Entries taken from a collection:
---*---

PR #33, opened 2015-12-03
Adding support for Wind River Linux in support of Cisco devices

adamleff:
Wind River Linux is the underlying OS for Cisco Nexus and IOS-XR
devices, and is essentially a Red Hat variant.  These changes allow
train to connect to these devices and run commands properly.

### DIFF
--- a/.gitignore
+++ b/.gitignore
@@ -1,1 +1,2 @@
 train-*.gem
+Gemfile.lock
--- a/lib/train/extras/os_common.rb
+++ b/lib/train/extras/os_common.rb
@@ -36,7 +36,7 @@ module Train::Extras
 
     OS = {
       'redhat' => %w{
-        redhat oracle centos fedora amazon scientific xenserver
+        redhat oracle centos fedora amazon scientific xenserver wrlinux
       },
       'debian' => %w{
         debian ubuntu linuxmint raspbian
--- a/lib/train/extras/os_detect_linux.rb
+++ b/lib/train/extras/os_detect_linux.rb
@@ -11,7 +11,7 @@
 require 'train/extras/linux_lsb'
 
 module Train::Extras
-  module DetectLinux
+  module DetectLinux # rubocop:disable Metrics/ModuleLength
     include Train::Extras::LinuxLSB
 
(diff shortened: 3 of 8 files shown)


chris-rock:
Hi Adam, thank you very much for this great addition. Do you think it may be possible to reuse the `redhatish_platform` & `redhatish_version` like https://github.com/chef/train/blob/adamleff/wrl-support/lib/train/extras/os_detect_linux.rb#L115?

adamleff:
Good afternoon, @chris-rock!

Wind River Linux is like RH in functionality, but in terms of how it describes itself name/version-wise, it's not that similar.  The os-release (and subsequent cisco-release file, if present) are in a multi-line but parseable format, and those files are customized by Cisco, as well.

So, `redhatish_platform` and `redhatish_version` doesn't make sense to use here.  This is why we used a similar technique in Ohai to detect the platform, platform_family, and platform_version for WRL rather than the "platformish" methods in Ohai as well:

https://github.com/chef/ohai/blob/master/lib/ohai/plugins/linux/platform.rb#L38-L45
https://github.com/chef/ohai/blob/master/lib/ohai/plugins/linux/platform.rb#L54-L64
https://github.com/chef/ohai/blob/master/lib/ohai/plugins/linux/platform.rb#L145-L159

arlimus:
Let's replicate the Ohai approach here; I originaly left out that code piece because we didn't test for Cisco yet. Love to get it back in!

adamleff:
@chris-rock / @arlimus - check out the latest commit I just pushed and tell me what you think, please! I started the unit test for os_detect_linux but did not do all of it.  I can certainly help write that coverage if needed but I figured a start is better than nothing, and I made sure to 100% cover the changes I was making.

Also test/unit/transports/local_test.rb was changed simply because minitest+mocha will complain for any object named "mock" so I had to change that to avoid a minitest failure.

chris-rock:
@adamleff looks very good from my side!

arlimus:
Really love the added tests, thank you so uch for all of it!!
A lot of improvements + Wind River Linux as a bonus ;)
Thank you @adamleff !
Cheers @chris-rock for the review :+1:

---*---

Task statement: Return every line of the data above in which "scientific" appears.

Task output:
-        redhat oracle centos fedora amazon scientific xenserver
+        redhat oracle centos fedora amazon scientific xenserver wrlinux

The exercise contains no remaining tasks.